Reproduce each line below without any alteration.

____________________

PR #1712, opened 2020-05-30
Added logging for uploaded images

### LINKED ISSUE #1678: Logging uploaded images

It's easy to lose i.nuuls.com links for images uploaded through chatterino.

I would like for all links for uploaded images to be saved in a file somewhere on the user's file system.

Searching the logs for all i.nuuls.com links coming from accounts registered in the client, that has an advantage of showing the context, while the disadvantage is that to find the links all the logs files would have to be searched, which takes a lot of CPU time.

**Additional context**

This could be done by opening a CSV file in *append* mode and writing a new line whenever uploading an image.

zneix:
Closes #1678  
Added logging upload information to a file located in `{messageLogDirectory}/ImageUploader.csv`

I am not sure if the path I chose is okay, since `messageLogDirectory` contains logged messages in general, but there was no better existing path for that.  
Maybe creating another directory for misc logs can be an alternative, but I don't think this is necessary (as for now).

Logged stuff is comma-separated and in following format.
Tell me if the order and types of logged information are okay

1. Path to original file (may be empty on clipboard uploads)
2. Link to uploaded image
3. Current timestamp
4. Current channel's name

I also added uploader's responses to system messages that are being generated and send in current channel upon successful file upload - makes it possible to automatically preview images and I think it's a neat addition.

### DIFF
--- a/src/util/NuulsUploader.cpp
+++ b/src/util/NuulsUploader.cpp
@@ -95,8 +95,8 @@ void uploadImageToNuuls(RawImageData imageData, ChannelPtr channel,
             if (uploadQueue.empty())
             {
                 channel->addMessage(makeSystemMessage(
-                    QString("Your image has been uploaded to ")
-                        + result.getData() + QString(" .")));
+                    QString("Your image has been uploaded to ") +
+                    result.getData() + QString(" .")));
                 uploadMutex.unlock();
             }
             else
--- a/src/util/NuulsUploader.cpp
+++ b/src/util/NuulsUploader.cpp
@@ -105,7 +105,7 @@ void uploadImageToNuuls(RawImageData imageData, ChannelPtr channel,
             {
                 channel->addMessage(makeSystemMessage(
                     QString("Your image has been uploaded to ") +
-                    result.getData() + QString(" .")));
+                    result.getData()));
                 uploadMutex.unlock();
             }
             else
@@ -184,7 +184,7 @@ void upload(const QMimeData *source, ChannelPtr channel,
                 else
                 {
                     channel->addMessage(makeSystemMessage(
-                        QString("Cannot upload file: %1, Couldn't convert "
+                        QString("Cannot upload file: %1. Couldn't convert "
                                 "image to png.")
                             .arg(localPath)));
                     uploadMutex.unlock();
@@ -212,7 +212,7 @@ void upload(const QMimeData *source, ChannelPtr channel,
             else
             {
                 channel->addMessage(makeSystemMessage(
-                    QString("Cannot upload file: %1, not an image")
+                    QString("Cannot upload file: %1. Not an image.")
                         .arg(localPath)));
                 uploadMutex.unlock();
                 return;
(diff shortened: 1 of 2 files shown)


src/util/NuulsUploader.cpp
```diff
@@ -86,6 +92,32 @@ void uploadImageToNuuls(RawImageData imageData, ChannelPtr channel,
...
+                out << originalFilePath + QString(",")
+                    << result.getData() + QString(",")
+                    << QDateTime::currentSecsSinceEpoch()
+                    << QString(",%1\n").arg(channel->getName());
+                // image path (can be empty)
+                // image link
+                // timestamp
+                // channel name
+                csvFile.close();
+            }
```
pajlada, line 119: put this in a separate function

src/util/NuulsUploader.cpp
```diff
@@ -62,20 +64,24 @@ void uploadImageToNuuls(RawImageData imageData, ChannelPtr channel,
...
             {
                 channel->addMessage(makeSystemMessage(
-                    QString("Your image has been uploaded. %1 left. Please "
-                            "wait until all of them are uploaded. About %2 "
-                            "seconds left.")
+                    QString(
+                        "Your image has been uploaded to %1 %2 left. Please "
+                        "wait until all of them are uploaded. About %3 "
+                        "seconds left.")
+                        .arg(result.getData() + QString(""))
```
pajlada, line 84: Re-add the . after the "to %1" part

zneix: Re-added with a space between, because without a space before the dot, links are invalid.

src/util/NuulsUploader.cpp
zneix: Moved it, hope it's okay :+1:

zneix:
Please ignore the force-push, I messed up branches on my fork and pushed to wrong one on accident

zneix:
@alazymeme 
> The ImageUploader.csv file is not respective of where I specifically set my log folder to be - it still stores it in %appdata%/chatterino2

Thanks for pointing that out, fixed it in 32aa59a

<br>

> Could you please fix the extra space, before the full stop at the end of the sentence when it confirms your image has been uploaded? As this would screw up the URL, are we better off just not having it there? https://i.nuuls.com/yM-9B.png

If the link is invalid doesn't that defeat the whole purpose of having it in system message? I added link to system message to make it possible to quickly preview the link.

<br>

> The centre column doesn't make any sense to me - are we able to add some headers?

That's a timestamp and alright, I added headers to the beginning of `ImageUploader.csv`

<br>

> What is that random empty column at the start of the file?

That's the path to an image - it isn't always present, because of clipboard uploads, but if you drag'n'drop file(s) to chatterino, then the path to those files will be logged.

alazymeme:
> > If the link is invalid doesn't that defeat the whole purpose of having it in system message? I added link to system message to make it possible to quickly preview the link.
> 

My apologies, I wasn't clear. Can we remove the punctuation when there is a link there, but have it there if the link is invalid?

____________________

◆ **Task answer**
PR #1712, opened 2020-05-30
Added logging for uploaded images

### LINKED ISSUE #1678: Logging uploaded images

It's easy to lose i.nuuls.com links for images uploaded through chatterino.

I would like for all links for uploaded images to be saved in a file somewhere on the user's file system.

Searching the logs for all i.nuuls.com links coming from accounts registered in the client, that has an advantage of showing the context, while the disadvantage is that to find the links all the logs files would have to be searched, which takes a lot of CPU time.

**Additional context**

This could be done by opening a CSV file in *append* mode and writing a new line whenever uploading an image.

zneix:
Closes #1678  
Added logging upload information to a file located in `{messageLogDirectory}/ImageUploader.csv`

I am not sure if the path I chose is okay, since `messageLogDirectory` contains logged messages in general, but there was no better existing path for that.  
Maybe creating another directory for misc logs can be an alternative, but I don't think this is necessary (as for now).

Logged stuff is comma-separated and in following format.
Tell me if the order and types of logged information are okay

1. Path to original file (may be empty on clipboard uploads)
2. Link to uploaded image
3. Current timestamp
4. Current channel's name

I also added uploader's responses to system messages that are being generated and send in current channel upon successful file upload - makes it possible to automatically preview images and I think it's a neat addition.

### DIFF
--- a/src/util/NuulsUploader.cpp
+++ b/src/util/NuulsUploader.cpp
@@ -95,8 +95,8 @@ void uploadImageToNuuls(RawImageData imageData, ChannelPtr channel,
             if (uploadQueue.empty())
             {
                 channel->addMessage(makeSystemMessage(
-                    QString("Your image has been uploaded to ")
-                        + result.getData() + QString(" .")));
+                    QString("Your image has been uploaded to ") +
+                    result.getData() + QString(" .")));
                 uploadMutex.unlock();
             }
             else
--- a/src/util/NuulsUploader.cpp
+++ b/src/util/NuulsUploader.cpp
@@ -105,7 +105,7 @@ void uploadImageToNuuls(RawImageData imageData, ChannelPtr channel,
             {
                 channel->addMessage(makeSystemMessage(
                     QString("Your image has been uploaded to ") +
-                    result.getData() + QString(" .")));
+                    result.getData()));
                 uploadMutex.unlock();
             }
             else
@@ -184,7 +184,7 @@ void upload(const QMimeData *source, ChannelPtr channel,
                 else
                 {
                     channel->addMessage(makeSystemMessage(
-                        QString("Cannot upload file: %1, Couldn't convert "
+                        QString("Cannot upload file: %1. Couldn't convert "
                                 "image to png.")
                             .arg(localPath)));
                     uploadMutex.unlock();
@@ -212,7 +212,7 @@ void upload(const QMimeData *source, ChannelPtr channel,
             else
             {
                 channel->addMessage(makeSystemMessage(
-                    QString("Cannot upload file: %1, not an image")
+                    QString("Cannot upload file: %1. Not an image.")
                         .arg(localPath)));
                 uploadMutex.unlock();
                 return;
(diff shortened: 1 of 2 files shown)


src/util/NuulsUploader.cpp
```diff
@@ -86,6 +92,32 @@ void uploadImageToNuuls(RawImageData imageData, ChannelPtr channel,
...
+                out << originalFilePath + QString(",")
+                    << result.getData() + QString(",")
+                    << QDateTime::currentSecsSinceEpoch()
+                    << QString(",%1\n").arg(channel->getName());
+                // image path (can be empty)
+                // image link
+                // timestamp
+                // channel name
+                csvFile.close();
+            }
```
pajlada, line 119: put this in a separate function

src/util/NuulsUploader.cpp
```diff
@@ -62,20 +64,24 @@ void uploadImageToNuuls(RawImageData imageData, ChannelPtr channel,
...
             {
                 channel->addMessage(makeSystemMessage(
-                    QString("Your image has been uploaded. %1 left. Please "
-                            "wait until all of them are uploaded. About %2 "
-                            "seconds left.")
+                    QString(
+                        "Your image has been uploaded to %1 %2 left. Please "
+                        "wait until all of them are uploaded. About %3 "
+                        "seconds left.")
+                        .arg(result.getData() + QString(""))
```
pajlada, line 84: Re-add the . after the "to %1" part

zneix: Re-added with a space between, because without a space before the dot, links are invalid.

src/util/NuulsUploader.cpp
zneix: Moved it, hope it's okay :+1:

zneix:
Please ignore the force-push, I messed up branches on my fork and pushed to wrong one on accident

zneix:
@alazymeme 
> The ImageUploader.csv file is not respective of where I specifically set my log folder to be - it still stores it in %appdata%/chatterino2

Thanks for pointing that out, fixed it in 32aa59a

<br>

> Could you please fix the extra space, before the full stop at the end of the sentence when it confirms your image has been uploaded? As this would screw up the URL, are we better off just not having it there? https://i.nuuls.com/yM-9B.png

If the link is invalid doesn't that defeat the whole purpose of having it in system message? I added link to system message to make it possible to quickly preview the link.

<br>

> The centre column doesn't make any sense to me - are we able to add some headers?

That's a timestamp and alright, I added headers to the beginning of `ImageUploader.csv`

<br>

> What is that random empty column at the start of the file?

That's the path to an image - it isn't always present, because of clipboard uploads, but if you drag'n'drop file(s) to chatterino, then the path to those files will be logged.

alazymeme:
> > If the link is invalid doesn't that defeat the whole purpose of having it in system message? I added link to system message to make it possible to quickly preview the link.
> 

My apologies, I wasn't clear. Can we remove the punctuation when there is a link there, but have it there if the link is invalid?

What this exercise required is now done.